# Chinook - homegrown



## mckenry (7/3/14)

How come Chinook is so popular at home? It seems like every brewer growing their own has Chinook, amongst other varietals (me included) How come we all grow it at home, yet cant get an Aust grown Chinook from suppliers?
Do we really have Chinook? How did it get here and if it really is Chinook, why doesnt Ellerslie or similar commercial growers offer it?


----------



## Yob (7/3/14)

I often wonder this myself, especially the how it got here part


----------



## HBHB (7/3/14)

I reckon it's Chinook, but last year mine threw off some pineapple notes in a fresh harvest ale. T'was good too.

A fair chunk of the one's kicking around would be from Dr Smurto's plant/s or at least descendants from them.


----------



## mckenry (7/3/14)

Sure, dr smurto may have shared his. How did the original get here? Surely commercial interest before personal?


----------



## kalbarluke (7/3/14)

Last year my friend grew some 'chinook' hops (that's what it was given to me as). It smelt and tasted like chinook pellets.
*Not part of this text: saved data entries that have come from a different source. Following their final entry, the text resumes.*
PR #3570, opened 2026-09-01
[Telemetry 01/22] Define bounded telemetry event contracts and correlation semantics

ankurmicrosoft309:
## Summary
Resource and job dimensions, command/start/finish event measurements, privacy bounds, resume counter semantics, and their model-level unit tests. No network sender or CLI activation.

This PR now contains layer 1 of the rewritten 22-layer telemetry review stack, replacing its earlier scope. Implementation and its relevant unit tests are included together.

## Planned Event Timing
Later PRs wire up these three events when telemetry is enabled, with best-effort delivery:
- `azcopy.job.started`: at the start of each eligible copy, sync, benchmark, or resume attempt, before enumeration or resumed transfer work.
- `azcopy.job.finished`: once an attempt reaches a terminal outcome, including success, failure, or cancellation, with its status and numeric observations.
- `azcopy.command.invoked`: during pre-run initialization of eligible commands that do not emit job-attempt events (for example, login, list, and jobs list); it records invocation, not successful completion.

Opt-out, dry runs, help/completion/documentation/environment commands, and benchmark cleanup are excluded. This PR defines the contract only; it does not enable sending.

## Review Order
This is the first PR in the stack and targets `main`.
Next existing PR: #3571.

The existing head branch name `telemetry/01-event-contracts` is retained to preserve this PR and its review history. Its current scope matches local branch `telemetry/01-event-contracts`; use this title and diff rather than the legacy branch suffix.

## Included Changes
- Removes HostNICSpeedMbps and HostNICSpeedBucket from the pre-publication resource contract because advertised interface capacity does not reliably represent bandwidth available to AzCopy, especially on cloud VMs.
- Removes the write-only JobFinishedEvent.StartTimestamp field and fixture assignment. Finished events retain EndTimestamp, and duration measurements remain separately calculated; the serialized schema is unchanged.
- Registers the telemetry package in azure-pipelines.yml using the existing run-ut.yml template, including test-result and coverage reporting. This six-line addition lands with the first telemetry tests and is inherited by later layers.
- Renames the internal MetricEvent.attributes() method to properties() and updates its implementations and model tests. Properties are string metadata; measurements remain numeric observations. Struct names and payload keys are unchanged.
- Defines all three events through their event names: job.started, job.finished, and command.invoked.
- Groups all numeric observations, including FailureErrorOtherCount, in JobFinishedEvent.Measurements (JobMeasurements); identity, status, dimensions, and error properties remain on the event.
- Removes the unused Count/StartedCount/FinishedCount/InvokedCount fields and all three redundant occurrence measurements. Start and command events have no numeric measurements; finishes have 49 observations before conditional omissions. Consumers identify events by name.
- Includes option-key isolation, shared event-name constants, one final property-bounding pass, documented application-level size budgets, and UTF-8/zero/negative/short-limit tests.
- Names the model-only test file `events_test.go`; reporter and transport tests arrive in the next layer.
- Keeps the telemetry model separate from ListJobSummaryResponse, with explicit mapping and mapping tests in layer 07.

- `azure-pipelines.yml`
- `telemetry/events.go`
- `telemetry/events_test.go`

## Publication Note
This is a pre-publication schema change. Dependent E2E/CLI assertions and dashboard queries are updated and tested in later local layers, but this push publishes only layers 01-08. Dashboard changes are not deployed by this publication. Existing review-thread resolutions and reviewer approval decisions are not modified.

## Validation
The pipeline YAML was parsed and structurally compared: exactly one telemetry unit-test entry was added, the shared test-result/coverage publishers are retained, and all other pipeline configuration is unchanged. No Azure pipeline run was queued or observed for this validation.

The following focused tests passed on Windows at this exact branch boundary with `AZCOPY_DISABLE_TELEMETRY=true`:

```text
go test ./telemetry -count=1 -timeout=3m -run '.'
```

23 passing test/subtest results; 0 gated helper skips. Whitespace checks passed. Platform-specific Linux/macOS execution and live Azure E2E were not rerun for this publication.

## Scope And Revision
- One incremental commit; no Markdown documentation, dashboards or historical benchmark artifacts.
- Runtime activation and CLI lifecycle wiring are later layers, not part of this PR.
- Head commit: `04d9869a8ba2feb0ff437af4bb8b0d17574c68ca`
- Parent commit: `35dc27add1e640506b1221172f6c0f3d317dff65`
- Incremental diff: 3 files changed, 1078 insertions(+)


al-msft:
This appears to be a subset of https://github.com/Azure/azure-storage-azcopy/pull/3571. @ankurmicrosoft309: Do you recommend people review this first, then review the other files in https://github.com/Azure/azure-storage-azcopy/pull/3571?

telemetry/events.go
```diff
@@ -0,0 +1,547 @@
...
+
+	// FailureErrorCodes is a compact, bounded histogram of the error codes seen
+	// across failed transfers, e.g. "403:5,500:2" (ordered by descending count).
+	// Empty when there were no failures. Contains no PII (only numeric codes).
+	FailureErrorCodes      string
+	FailureErrorOtherCount int64
+	PerformanceConstraint  string
+	PerformanceAdviceCodes []string
+
+	// Measurements (from ListJobSummaryResponse + ElapsedTime)
```
al-msft, line 218: @ankurmicrosoft309: As written, JobFinishedEvent has a large, mostly-flat namespace (number of field names). Do you see any value in grouping all of these remaining fields into a struct named something like "Measurements" and listing a field of that struct type on JobFinishedEvent, instead of listing all these fields directly alongside the other fields in JobFinishedEvent's namespace?

telemetry/events.go
al-msft, line 1: A disclaimer about my review: I'm new to AzCopy and haven't been involved in this telemetry effort, so I won't be able to review the structs in this file and say if there's another data point they can track. I'm also new to Go, so my review of the code will be based on general programming principles and my experience with other (mainly object-oriented) programming languages.

I guess I should also warn that because this is the first of about 11 PRs in this effort and seems to be fundamental to the effort, I'm likely to ask a lot of questions to be sure my evolving, conceptual understanding is correct.

telemetry/events.go
```diff
@@ -0,0 +1,547 @@
...
+
+type JobFinishedEvent struct {
+	Resource       ResourceAttributes
+	Dimensions     JobDimensions
+	JobID          string
+	InvocationID   string
+	StartTimestamp time.Time
+	EndTimestamp   time.Time
+
+	FinishedCount    int64  // monotonic counter increment, always 1
```
al-msft, line 204: Is `FinishedCount` a measurement that can be grouped below with the others? I see it listed in `measurements()`. I'm asking for my conceptual understanding, and also in relation to https://github.com/Azure/azure-storage-azcopy/pull/3570/changes#r3906668130.

telemetry/events.go
```diff
@@ -0,0 +1,547 @@
...
+	JobStatus        string // "Completed" | "CompletedWithErrors" | "Failed" | "Cancelled" | ...
+	TerminalStage    string // initialization | enumeration | transfer | completion | completed
+	JobErrorCategory string // authentication | authorization | throttling | timeout | network | local-io | conflict | not-found | service | azcopy | initialization | enumeration | transfer | completion | unknown
+	JobErrorCode     string // bounded stable code; never raw error text
+
+	// FailureErrorCodes is a compact, bounded histogram of the error codes seen
+	// across failed transfers, e.g. "403:5,500:2" (ordered by descending count).
+	// Empty when there were no failures. Contains no PII (only numeric codes).
+	FailureErrorCodes      string
+	FailureErrorOtherCount int64
```
al-msft, line 214: Is `FailureErrorOtherCount` another measurement? https://github.com/Azure/azure-storage-azcopy/pull/3570/changes#r3907104565

telemetry/events.go
al-msft, line 218: @ankurmicrosoft309: Listing many of the same measurements both here and in ListJobSummaryResponse introduces the problem of keeping the lists in sync. Do you have any thoughts on that? Do you expect it to be rare for items in either list to be added/changed over time?

telemetry/events.go
```diff
@@ -0,0 +1,547 @@
...
+
+type JobStartedEvent struct {
+	Resource   ResourceAttributes
+	Dimensions JobDimensions
+	// JobID correlates the original attempt and all resume attempts. A paired
+	// job.started and job.finished event also share an InvocationID.
+	JobID        string
+	InvocationID string
+	Timestamp    time.Time
+	StartedCount int64 // monotonic counter increment, always 1
```
al-msft, line 189: @ankurmicrosoft309: From this PR and #3571, and branch `ankurmicrosoft309/telemetry`, it looks like `always 1` in this comment and the comment on `FinishedCount` means exactly that: `StartedCount` and `FinishedCount` will always be `1`. In that case, what's the purpose of these two "count" fields; why declare the fields at all, and why send `1` in `telemetry.JobStartedEvent` and `telemetry.JobFinishedEvent` (which I see in your telemetry branch)? Does sending the `1` give the remote code that recevies the events more information than if the counts were not part of the payloads for those events - or is the count expected to be able to vary in the future?

telemetry/events.go
```diff
@@ -0,0 +1,547 @@
...
+	"strconv"
+	"strings"
+	"time"
+	"unicode/utf8"
+)
+
+// ---------------------------------------------------------------------------
+// Resource attributes - machine/system facts, constant for the process.
+// Attached to BOTH metric events.
+// ---------------------------------------------------------------------------
```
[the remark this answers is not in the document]
al-msft: Agreed.

telemetry/events.go
```diff
@@ -0,0 +1,547 @@
...
+// OUT OF OR IN CONNECTION WITH THE SOFTWARE OR THE USE OR OTHER DEALINGS IN
+// THE SOFTWARE.
+
+// Package telemetry defines the AzCopy telemetry event model and the reporter
+// used to send those events to Azure Monitor (Application Insights).
+//
+// Two events mirror what AzCopy emits per run:
+//
+//	Event 1 (azcopy.job.started)  - emitted at job start.
+//	Event 2 (azcopy.job.finished) - emitted at job completion, with measurements.
```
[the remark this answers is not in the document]
al-msft: I agree this is a discrepancy that needs clarifying.

telemetry/events.go
```diff
@@ -0,0 +1,547 @@
...
+
+// namedMetric is a single numeric measurement to be sent to a backend.
+type namedMetric struct {
+	Name  string
+	Value float64
+	Count int
+}
+
+// MetricEvent is implemented by every telemetry event the telemetry package can
+// process and send. A single Reporter can therefore handle either event type.
```
al-msft, line 277: The word `either` in `either event type` isn't clear to me. Should that be "any"?

This point of confusion seems related to https://github.com/Azure/azure-storage-azcopy/pull/3570/changes#r3902105118 and https://github.com/Azure/azure-storage-azcopy/pull/3570/changes#r3902105161.

telemetry/events.go
```diff
@@ -0,0 +1,547 @@
...
+	}
+	if len(o.EnvVarsSet) > 0 {
+		props["OptEnvVarsSet"] = truncateValue(strings.Join(o.EnvVarsSet, ","))
+	}
+	for key, value := range o.Values {
+		if value != "" {
+			props[key] = truncateValue(value)
+		}
+	}
+}
```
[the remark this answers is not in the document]
al-msft: I have the same concern.

telemetry/events.go
```diff
@@ -0,0 +1,547 @@
...
+	ServerBusyPct                   float64
+	NetworkErrorPct                 float64
+	PercentComplete                 float64 // PercentComplete (0-100); useful especially for cancelled jobs
+}
+
+// namedMetric is a single numeric measurement to be sent to a backend.
+type namedMetric struct {
+	Name  string
+	Value float64
+	Count int
```
al-msft, line 273: From this PR and #3571, and branch `ankurmicrosoft309/telemetry`, it looks like `Count` is always set to `1` and is never read. In that case, what's the purpose of that field; why declare the field at all?

telemetry/events.go
```diff
@@ -0,0 +1,547 @@
...
+
+type CommandInvokedEvent struct {
+	Resource ResourceAttributes
+	Command  string // "login" | "jobs.list" | "remove" | ...
+	Options  OptionAttributes
+	// JobID is present when the invocation has an AzCopy JobID.
+	JobID        string
+	InvocationID string
+	Timestamp    time.Time
+	InvokedCount int64 // monotonic counter increment, always 1
```
al-msft, line 408: https://github.com/Azure/azure-storage-azcopy/pull/3570/changes#r3907504462 also applies here

telemetry/events.go
```diff
@@ -0,0 +1,547 @@
...
+	EventName() string
+	// attributes returns the flattened resource + dimension properties.
+	attributes() map[string]string
+	// measurements returns the numeric data points to send.
+	measurements() []namedMetric
+	// timestamp returns the event time to stamp on the telemetry.
+	timestamp() time.Time
+}
+
+func (JobStartedEvent) EventName() string  { return "azcopy.job.started" }
```
al-msft, line 289: "azcopy.job.started", "azcopy.job.finished", and "azcopy.command.invoked" each appear twice in this file. I suggest extracting those string literals to string constants this file can reference in multiple places.

telemetry/events.go
```diff
@@ -0,0 +1,547 @@
...
+func (JobFinishedEvent) EventName() string { return "azcopy.job.finished" }
+
+func (e JobStartedEvent) timestamp() time.Time  { return e.Timestamp }
+func (e JobFinishedEvent) timestamp() time.Time { return e.EndTimestamp }
+
+func (e JobStartedEvent) attributes() map[string]string {
+	attrs := mergeProps(e.Resource.props(), e.Dimensions.props())
```
al-msft, line 296: I've noticed `truncateValue` isn't used for every value placed into `attrs`, such as the values from `Resource.props()`, `Dimension.props()`, and `JobFinishedEvent.FailureErrorCodes`, but it is used for some values, such as `JobFinishedEvent.PerformanceAdviceCodes` and `CommandInvokedEvent.Options` (in `Options.addTo`).

Should `truncateValue` be used for `JobFinishedEvent.FailureErrorCodes`?

telemetry/events.go
```diff
@@ -0,0 +1,547 @@
...
+		{Name: "azcopy.command.invoked", Value: float64(e.InvokedCount), Count: 1},
+	}
+}
+
+const (
+	maxPropValueLen         = 1024
+	maxIdentifierValueLen   = 128
+	maxHostValueLen         = 256
+	maxOptionValueLen       = 512
+	maxCompactListValueLen  = 512
```
al-msft, line 439: Do these specific lengths match limits defined elsewhere, or are they reasonable maximums?

telemetry/events.go
al-msft: I think I was misled by the use of `truncateValue` on `JobFinishedEvent.PerformanceAdviceCodes`. I now see `boundProperties` calls `truncateValueTo`. It looks like `attrs["PerformanceAdviceCodes"] = truncateValue(strings.Join(e.PerformanceAdviceCodes, ","))` and `Options.addTo`'s calls to `truncateValue` are redundant with `boundProperties`'s calls to `truncateValueTo`.

telemetry/events.go
```diff
@@ -0,0 +1,547 @@
...
+	marker := truncatedPropertyMarker
+	end := maxBytes - len(marker)
+	if end <= 0 {
+		marker = ""
+		end = maxBytes
+	}
+	for end > 0 && !utf8.RuneStart(value[end]) {
+		end--
+	}
+	return value[:end] + marker
```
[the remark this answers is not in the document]
al-msft: Agreed. The PR description promises unit tests in future PRs, but I don't see unit tests for this file in branch `ankurmicrosoft309/telemetry`. It's good practice to add unit tests along with new code, so the tests are less likely to be overlooked, are present and running for each subsequent code change, are more likely to test everything they should, and can help spot oversights in the code (this is a general statement; I'm not implying there are oversights in this PR).

al-msft (changes requested):
I've asked a lot of questions. I've mainly marked this "Request changes" to request updates to the comments that imply there are only two events. It may be that all my other comments can be resolved with answers, rather than code changes.

telemetry/events.go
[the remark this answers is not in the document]
ankurmicrosoft309: Outdated comments at the top, thanks! Resolved now

telemetry/events.go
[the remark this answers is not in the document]
ankurmicrosoft309: Agreed, resolved!

telemetry/events.go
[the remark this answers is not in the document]
ankurmicrosoft309: Fixed by adding "Opt" prefix to option keys.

I have a feeling that the reason chinook is not grown in Australia commercially is for three reasons:
1) yield 
2) late to start showing and flowering.
3) lack of commercial demand

Compared to strains like cascade, por and galaxy, I'm wondering how many commercial brewers in Australia use lots of chinook? Remember, the home brew market is vey small compared to commercial market.


----------



## hoppy2B (8/3/14)

Is Chinook grown in New Zealand? Perhaps it came into Australia from New Zealand.

The normal way for plants to come into the country commercially would probably be as tissue culture through quarantine or some such.


----------